◆ **Goal of the exercise**: Please copy the leading lines of the entries below exactly, concluding with the line in which "any other components." occurs.
(Exercise data begins)
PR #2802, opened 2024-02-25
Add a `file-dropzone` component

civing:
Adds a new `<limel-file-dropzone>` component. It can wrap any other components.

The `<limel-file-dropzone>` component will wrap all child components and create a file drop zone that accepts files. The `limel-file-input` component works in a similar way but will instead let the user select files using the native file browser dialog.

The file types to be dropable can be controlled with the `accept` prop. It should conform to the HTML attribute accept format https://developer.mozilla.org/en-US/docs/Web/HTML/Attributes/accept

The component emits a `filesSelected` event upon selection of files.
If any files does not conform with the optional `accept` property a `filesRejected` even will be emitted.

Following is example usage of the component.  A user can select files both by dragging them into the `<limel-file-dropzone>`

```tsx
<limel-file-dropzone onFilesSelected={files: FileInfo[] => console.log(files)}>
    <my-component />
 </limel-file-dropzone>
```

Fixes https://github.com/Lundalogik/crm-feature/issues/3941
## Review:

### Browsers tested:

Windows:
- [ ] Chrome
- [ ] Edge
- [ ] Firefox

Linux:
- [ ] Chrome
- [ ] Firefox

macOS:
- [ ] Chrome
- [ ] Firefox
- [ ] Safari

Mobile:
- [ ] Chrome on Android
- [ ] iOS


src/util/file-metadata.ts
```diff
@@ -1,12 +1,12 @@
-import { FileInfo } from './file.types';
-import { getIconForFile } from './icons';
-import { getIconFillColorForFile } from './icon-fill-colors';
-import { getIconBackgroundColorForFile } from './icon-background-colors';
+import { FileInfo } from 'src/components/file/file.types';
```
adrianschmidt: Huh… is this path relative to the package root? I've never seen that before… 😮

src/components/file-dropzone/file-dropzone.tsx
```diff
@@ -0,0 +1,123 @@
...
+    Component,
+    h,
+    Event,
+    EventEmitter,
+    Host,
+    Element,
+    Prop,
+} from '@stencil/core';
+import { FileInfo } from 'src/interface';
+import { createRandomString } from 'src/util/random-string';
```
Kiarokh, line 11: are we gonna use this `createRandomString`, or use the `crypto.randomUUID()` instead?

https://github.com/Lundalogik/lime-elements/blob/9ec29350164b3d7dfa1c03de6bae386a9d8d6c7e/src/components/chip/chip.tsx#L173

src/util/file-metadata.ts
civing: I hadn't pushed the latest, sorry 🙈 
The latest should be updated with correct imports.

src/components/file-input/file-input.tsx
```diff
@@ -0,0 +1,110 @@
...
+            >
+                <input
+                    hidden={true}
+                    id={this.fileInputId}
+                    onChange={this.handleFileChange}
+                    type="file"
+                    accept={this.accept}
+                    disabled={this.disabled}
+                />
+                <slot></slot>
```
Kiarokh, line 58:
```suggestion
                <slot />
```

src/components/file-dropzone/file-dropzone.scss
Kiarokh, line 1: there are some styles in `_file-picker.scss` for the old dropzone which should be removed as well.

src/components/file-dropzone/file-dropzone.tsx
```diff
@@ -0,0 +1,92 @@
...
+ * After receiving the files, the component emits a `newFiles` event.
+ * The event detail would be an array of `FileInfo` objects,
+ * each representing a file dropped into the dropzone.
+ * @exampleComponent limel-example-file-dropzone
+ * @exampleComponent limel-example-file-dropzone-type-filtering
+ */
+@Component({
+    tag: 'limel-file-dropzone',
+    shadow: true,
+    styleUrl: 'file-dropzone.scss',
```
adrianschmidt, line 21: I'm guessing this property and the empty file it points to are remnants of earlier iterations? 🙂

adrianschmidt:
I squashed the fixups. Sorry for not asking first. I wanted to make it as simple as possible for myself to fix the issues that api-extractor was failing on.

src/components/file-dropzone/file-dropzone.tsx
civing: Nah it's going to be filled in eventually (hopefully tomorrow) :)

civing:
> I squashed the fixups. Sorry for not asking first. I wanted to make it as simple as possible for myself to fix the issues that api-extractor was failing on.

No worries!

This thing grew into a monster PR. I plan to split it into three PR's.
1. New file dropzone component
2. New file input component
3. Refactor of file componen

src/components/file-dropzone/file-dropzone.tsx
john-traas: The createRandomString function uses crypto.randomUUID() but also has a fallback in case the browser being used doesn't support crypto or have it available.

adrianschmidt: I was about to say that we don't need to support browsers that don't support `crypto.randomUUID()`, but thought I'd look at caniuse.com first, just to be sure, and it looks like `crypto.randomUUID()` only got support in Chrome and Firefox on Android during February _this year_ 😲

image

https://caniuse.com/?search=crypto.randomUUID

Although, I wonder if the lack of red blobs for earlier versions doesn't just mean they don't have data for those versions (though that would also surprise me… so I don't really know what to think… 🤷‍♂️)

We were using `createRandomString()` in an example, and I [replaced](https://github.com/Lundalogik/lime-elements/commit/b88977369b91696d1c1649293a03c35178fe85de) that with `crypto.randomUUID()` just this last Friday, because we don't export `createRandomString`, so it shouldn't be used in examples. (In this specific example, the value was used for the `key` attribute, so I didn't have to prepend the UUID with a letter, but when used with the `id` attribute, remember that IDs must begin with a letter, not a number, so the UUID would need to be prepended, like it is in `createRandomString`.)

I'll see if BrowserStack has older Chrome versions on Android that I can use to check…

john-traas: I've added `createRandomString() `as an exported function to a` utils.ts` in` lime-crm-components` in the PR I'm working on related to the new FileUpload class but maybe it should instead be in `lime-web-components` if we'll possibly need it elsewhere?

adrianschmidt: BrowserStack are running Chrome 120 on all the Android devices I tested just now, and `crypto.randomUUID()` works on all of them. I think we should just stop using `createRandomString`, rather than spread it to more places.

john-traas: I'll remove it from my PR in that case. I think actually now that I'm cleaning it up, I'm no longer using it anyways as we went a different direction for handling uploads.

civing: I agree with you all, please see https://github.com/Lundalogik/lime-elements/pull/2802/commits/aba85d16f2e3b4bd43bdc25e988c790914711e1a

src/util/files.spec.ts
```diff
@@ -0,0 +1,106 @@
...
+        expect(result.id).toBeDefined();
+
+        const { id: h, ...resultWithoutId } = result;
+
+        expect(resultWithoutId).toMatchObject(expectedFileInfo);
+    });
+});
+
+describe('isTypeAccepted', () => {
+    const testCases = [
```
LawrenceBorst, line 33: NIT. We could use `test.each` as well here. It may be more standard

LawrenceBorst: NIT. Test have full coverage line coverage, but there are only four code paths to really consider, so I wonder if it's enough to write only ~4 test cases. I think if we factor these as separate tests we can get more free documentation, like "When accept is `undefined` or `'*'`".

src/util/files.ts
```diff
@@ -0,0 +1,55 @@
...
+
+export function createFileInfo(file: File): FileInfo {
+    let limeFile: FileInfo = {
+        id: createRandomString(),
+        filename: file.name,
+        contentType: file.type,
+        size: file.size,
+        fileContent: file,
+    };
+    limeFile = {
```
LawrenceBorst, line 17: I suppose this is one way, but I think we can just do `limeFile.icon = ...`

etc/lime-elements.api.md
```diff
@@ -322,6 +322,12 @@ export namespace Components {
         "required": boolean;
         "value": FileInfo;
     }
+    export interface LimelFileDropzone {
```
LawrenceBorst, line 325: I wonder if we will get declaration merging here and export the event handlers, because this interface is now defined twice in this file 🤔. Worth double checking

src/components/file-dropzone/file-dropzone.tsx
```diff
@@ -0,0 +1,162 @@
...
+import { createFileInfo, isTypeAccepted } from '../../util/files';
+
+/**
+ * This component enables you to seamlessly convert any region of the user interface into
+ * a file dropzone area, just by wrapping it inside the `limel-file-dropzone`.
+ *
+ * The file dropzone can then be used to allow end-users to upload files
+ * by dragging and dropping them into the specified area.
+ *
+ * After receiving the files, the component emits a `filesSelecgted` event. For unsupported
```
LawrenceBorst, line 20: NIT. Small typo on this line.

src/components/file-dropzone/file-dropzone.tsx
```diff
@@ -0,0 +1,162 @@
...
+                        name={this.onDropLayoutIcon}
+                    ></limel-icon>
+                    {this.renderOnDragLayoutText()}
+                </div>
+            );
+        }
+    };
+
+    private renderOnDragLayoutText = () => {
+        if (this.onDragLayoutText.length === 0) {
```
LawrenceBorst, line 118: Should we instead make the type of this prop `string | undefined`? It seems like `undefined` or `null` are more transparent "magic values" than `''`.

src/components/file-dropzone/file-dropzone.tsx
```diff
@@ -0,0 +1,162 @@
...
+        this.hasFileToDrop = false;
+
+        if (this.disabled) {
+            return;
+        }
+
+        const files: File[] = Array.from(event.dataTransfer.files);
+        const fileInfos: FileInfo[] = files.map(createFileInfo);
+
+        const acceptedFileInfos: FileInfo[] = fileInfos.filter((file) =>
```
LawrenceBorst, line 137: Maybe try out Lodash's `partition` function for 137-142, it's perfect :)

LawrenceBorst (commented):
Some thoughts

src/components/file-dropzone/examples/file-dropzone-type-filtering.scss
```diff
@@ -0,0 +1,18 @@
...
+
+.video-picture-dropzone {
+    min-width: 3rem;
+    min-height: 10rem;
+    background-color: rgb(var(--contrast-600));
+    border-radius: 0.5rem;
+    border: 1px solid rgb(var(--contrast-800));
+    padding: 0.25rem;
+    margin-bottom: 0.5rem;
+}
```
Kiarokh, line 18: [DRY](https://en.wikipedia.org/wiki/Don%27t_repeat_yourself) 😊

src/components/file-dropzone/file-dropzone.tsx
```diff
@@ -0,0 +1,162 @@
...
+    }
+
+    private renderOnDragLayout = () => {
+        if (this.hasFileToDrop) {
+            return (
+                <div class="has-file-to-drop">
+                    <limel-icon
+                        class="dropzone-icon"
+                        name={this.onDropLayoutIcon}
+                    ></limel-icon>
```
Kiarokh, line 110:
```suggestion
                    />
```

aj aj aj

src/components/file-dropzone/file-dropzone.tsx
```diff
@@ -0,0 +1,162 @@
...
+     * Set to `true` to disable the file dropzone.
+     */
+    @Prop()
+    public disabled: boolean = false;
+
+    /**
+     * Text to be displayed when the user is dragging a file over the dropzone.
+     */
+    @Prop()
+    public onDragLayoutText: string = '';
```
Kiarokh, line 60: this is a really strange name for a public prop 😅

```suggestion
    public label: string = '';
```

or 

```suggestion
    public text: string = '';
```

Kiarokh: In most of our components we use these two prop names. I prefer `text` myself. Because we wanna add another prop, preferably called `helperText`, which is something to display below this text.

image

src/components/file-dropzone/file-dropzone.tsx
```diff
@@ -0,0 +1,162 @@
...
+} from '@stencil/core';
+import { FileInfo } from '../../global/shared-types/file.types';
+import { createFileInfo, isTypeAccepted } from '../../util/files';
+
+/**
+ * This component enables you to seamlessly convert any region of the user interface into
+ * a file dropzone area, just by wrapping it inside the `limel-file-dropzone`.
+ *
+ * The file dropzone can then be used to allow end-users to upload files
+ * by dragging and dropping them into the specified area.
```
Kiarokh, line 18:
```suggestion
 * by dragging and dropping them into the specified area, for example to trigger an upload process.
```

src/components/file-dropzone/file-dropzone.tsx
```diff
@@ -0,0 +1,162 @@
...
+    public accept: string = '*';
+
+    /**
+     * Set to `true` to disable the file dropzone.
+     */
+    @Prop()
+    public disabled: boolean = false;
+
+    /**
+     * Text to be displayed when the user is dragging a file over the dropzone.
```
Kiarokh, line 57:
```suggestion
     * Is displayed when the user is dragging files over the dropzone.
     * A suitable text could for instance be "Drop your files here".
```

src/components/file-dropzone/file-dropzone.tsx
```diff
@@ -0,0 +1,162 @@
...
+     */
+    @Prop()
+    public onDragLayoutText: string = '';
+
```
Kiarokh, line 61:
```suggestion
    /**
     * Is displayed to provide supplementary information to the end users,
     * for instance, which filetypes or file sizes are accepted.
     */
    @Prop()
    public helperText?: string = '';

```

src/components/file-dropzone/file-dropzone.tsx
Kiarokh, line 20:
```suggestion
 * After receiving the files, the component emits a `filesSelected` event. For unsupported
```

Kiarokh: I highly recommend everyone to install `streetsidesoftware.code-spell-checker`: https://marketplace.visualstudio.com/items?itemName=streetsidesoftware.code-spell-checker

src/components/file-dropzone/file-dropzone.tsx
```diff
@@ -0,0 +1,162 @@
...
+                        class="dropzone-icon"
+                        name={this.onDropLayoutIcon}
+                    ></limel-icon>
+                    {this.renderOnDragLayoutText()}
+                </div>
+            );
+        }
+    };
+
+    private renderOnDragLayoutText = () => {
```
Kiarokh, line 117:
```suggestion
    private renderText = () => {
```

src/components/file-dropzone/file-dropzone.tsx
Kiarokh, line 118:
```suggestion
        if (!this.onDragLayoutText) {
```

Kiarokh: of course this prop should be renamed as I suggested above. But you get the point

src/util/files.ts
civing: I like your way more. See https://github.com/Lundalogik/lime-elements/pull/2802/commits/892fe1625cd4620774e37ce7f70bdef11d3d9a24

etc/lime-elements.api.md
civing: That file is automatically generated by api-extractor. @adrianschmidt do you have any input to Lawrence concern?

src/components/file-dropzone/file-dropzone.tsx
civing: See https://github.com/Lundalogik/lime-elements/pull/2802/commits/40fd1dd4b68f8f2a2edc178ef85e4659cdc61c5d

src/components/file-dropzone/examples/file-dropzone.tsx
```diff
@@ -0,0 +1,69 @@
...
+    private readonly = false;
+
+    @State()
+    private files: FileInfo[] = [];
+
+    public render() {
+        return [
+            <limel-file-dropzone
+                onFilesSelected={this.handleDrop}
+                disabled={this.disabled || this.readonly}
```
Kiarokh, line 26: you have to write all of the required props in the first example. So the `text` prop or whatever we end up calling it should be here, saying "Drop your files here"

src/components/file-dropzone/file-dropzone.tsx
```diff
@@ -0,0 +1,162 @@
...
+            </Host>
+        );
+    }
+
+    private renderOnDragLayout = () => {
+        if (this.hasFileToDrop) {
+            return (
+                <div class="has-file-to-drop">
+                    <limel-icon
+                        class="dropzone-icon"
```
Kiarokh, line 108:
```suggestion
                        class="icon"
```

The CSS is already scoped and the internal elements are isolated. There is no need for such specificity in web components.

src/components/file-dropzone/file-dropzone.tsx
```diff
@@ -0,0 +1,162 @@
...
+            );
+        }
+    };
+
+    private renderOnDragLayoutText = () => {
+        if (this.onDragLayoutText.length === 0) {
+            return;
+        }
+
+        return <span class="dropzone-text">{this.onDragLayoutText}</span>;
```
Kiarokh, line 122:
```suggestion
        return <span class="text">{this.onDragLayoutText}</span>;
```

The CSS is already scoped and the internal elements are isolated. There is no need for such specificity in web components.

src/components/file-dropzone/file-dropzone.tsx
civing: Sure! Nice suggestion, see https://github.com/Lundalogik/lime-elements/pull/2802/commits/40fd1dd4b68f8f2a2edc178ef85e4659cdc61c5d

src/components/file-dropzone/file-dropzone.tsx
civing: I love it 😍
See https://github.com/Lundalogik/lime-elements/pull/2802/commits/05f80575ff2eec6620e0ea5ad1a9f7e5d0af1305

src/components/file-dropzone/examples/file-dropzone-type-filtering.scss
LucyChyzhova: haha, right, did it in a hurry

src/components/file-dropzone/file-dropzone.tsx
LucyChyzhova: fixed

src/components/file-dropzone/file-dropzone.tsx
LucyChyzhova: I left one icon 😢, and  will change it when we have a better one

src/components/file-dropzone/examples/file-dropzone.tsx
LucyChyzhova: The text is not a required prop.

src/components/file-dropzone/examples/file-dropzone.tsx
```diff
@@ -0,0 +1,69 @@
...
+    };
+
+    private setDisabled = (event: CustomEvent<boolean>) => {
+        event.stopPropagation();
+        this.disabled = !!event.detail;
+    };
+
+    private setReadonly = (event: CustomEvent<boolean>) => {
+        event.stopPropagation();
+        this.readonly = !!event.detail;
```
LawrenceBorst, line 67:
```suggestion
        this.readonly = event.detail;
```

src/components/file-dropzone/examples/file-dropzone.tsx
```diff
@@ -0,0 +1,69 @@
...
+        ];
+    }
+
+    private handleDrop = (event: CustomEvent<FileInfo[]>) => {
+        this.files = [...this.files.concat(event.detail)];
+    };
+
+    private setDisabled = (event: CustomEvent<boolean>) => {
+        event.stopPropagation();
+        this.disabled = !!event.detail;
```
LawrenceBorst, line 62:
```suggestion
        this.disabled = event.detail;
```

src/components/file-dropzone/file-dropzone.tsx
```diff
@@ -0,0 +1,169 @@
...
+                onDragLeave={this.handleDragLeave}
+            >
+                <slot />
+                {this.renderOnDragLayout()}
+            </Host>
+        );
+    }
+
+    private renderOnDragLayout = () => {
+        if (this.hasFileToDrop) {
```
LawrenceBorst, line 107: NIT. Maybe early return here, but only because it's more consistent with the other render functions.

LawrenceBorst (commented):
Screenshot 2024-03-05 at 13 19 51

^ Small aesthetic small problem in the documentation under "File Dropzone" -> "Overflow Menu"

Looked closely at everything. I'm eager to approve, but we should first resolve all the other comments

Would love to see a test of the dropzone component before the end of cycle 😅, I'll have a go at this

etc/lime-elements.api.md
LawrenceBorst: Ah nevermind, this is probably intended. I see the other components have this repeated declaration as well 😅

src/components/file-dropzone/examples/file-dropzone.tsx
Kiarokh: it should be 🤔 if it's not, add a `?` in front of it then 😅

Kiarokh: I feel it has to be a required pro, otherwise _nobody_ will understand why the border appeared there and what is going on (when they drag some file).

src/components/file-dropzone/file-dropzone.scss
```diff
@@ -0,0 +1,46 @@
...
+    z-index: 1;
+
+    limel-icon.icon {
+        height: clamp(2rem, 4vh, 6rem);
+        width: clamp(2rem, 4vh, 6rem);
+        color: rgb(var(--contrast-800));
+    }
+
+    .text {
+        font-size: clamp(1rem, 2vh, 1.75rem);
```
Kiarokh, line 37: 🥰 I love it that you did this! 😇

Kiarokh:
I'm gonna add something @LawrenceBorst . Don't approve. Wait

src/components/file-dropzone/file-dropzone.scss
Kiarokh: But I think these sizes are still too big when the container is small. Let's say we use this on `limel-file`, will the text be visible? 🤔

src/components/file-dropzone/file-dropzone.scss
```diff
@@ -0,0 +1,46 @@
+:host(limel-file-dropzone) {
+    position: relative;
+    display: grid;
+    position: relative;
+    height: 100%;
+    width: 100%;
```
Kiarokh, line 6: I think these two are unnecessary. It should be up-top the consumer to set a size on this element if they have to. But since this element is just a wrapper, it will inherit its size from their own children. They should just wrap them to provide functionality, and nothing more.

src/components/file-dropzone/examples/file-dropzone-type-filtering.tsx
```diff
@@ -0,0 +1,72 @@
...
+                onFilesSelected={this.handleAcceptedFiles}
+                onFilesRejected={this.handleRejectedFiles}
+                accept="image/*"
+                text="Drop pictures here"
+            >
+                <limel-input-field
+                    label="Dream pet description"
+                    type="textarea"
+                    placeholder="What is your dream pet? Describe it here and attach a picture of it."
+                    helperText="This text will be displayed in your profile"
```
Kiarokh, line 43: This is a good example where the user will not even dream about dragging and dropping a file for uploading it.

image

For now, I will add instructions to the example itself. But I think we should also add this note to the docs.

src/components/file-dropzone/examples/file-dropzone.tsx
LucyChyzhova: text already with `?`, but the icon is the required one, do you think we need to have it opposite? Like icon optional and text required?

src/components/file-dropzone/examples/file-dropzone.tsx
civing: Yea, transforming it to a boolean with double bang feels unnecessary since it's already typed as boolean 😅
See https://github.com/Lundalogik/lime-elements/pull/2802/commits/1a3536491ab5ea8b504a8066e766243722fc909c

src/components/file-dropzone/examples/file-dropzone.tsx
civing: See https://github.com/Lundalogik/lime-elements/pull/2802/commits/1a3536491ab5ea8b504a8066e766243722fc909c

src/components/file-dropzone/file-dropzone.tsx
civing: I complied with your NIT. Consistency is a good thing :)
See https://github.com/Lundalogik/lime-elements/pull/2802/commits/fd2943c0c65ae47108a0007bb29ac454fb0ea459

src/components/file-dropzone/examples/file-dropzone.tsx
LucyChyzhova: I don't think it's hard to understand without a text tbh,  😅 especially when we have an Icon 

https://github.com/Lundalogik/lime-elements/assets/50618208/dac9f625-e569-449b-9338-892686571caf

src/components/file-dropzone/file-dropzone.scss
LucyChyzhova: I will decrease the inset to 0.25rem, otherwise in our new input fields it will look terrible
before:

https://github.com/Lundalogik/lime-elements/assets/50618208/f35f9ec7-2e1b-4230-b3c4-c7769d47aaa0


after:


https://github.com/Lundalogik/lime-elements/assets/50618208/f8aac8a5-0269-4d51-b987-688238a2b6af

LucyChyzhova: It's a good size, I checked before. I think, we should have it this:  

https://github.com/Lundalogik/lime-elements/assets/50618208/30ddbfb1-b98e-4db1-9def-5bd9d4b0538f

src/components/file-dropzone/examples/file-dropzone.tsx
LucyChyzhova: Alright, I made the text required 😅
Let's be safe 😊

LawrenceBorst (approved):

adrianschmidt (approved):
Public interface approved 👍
(Exercise data ends)
◆ **Response box**:
PR #2802, opened 2024-02-25
Add a `file-dropzone` component

civing:
Adds a new `<limel-file-dropzone>` component. It can wrap any other components.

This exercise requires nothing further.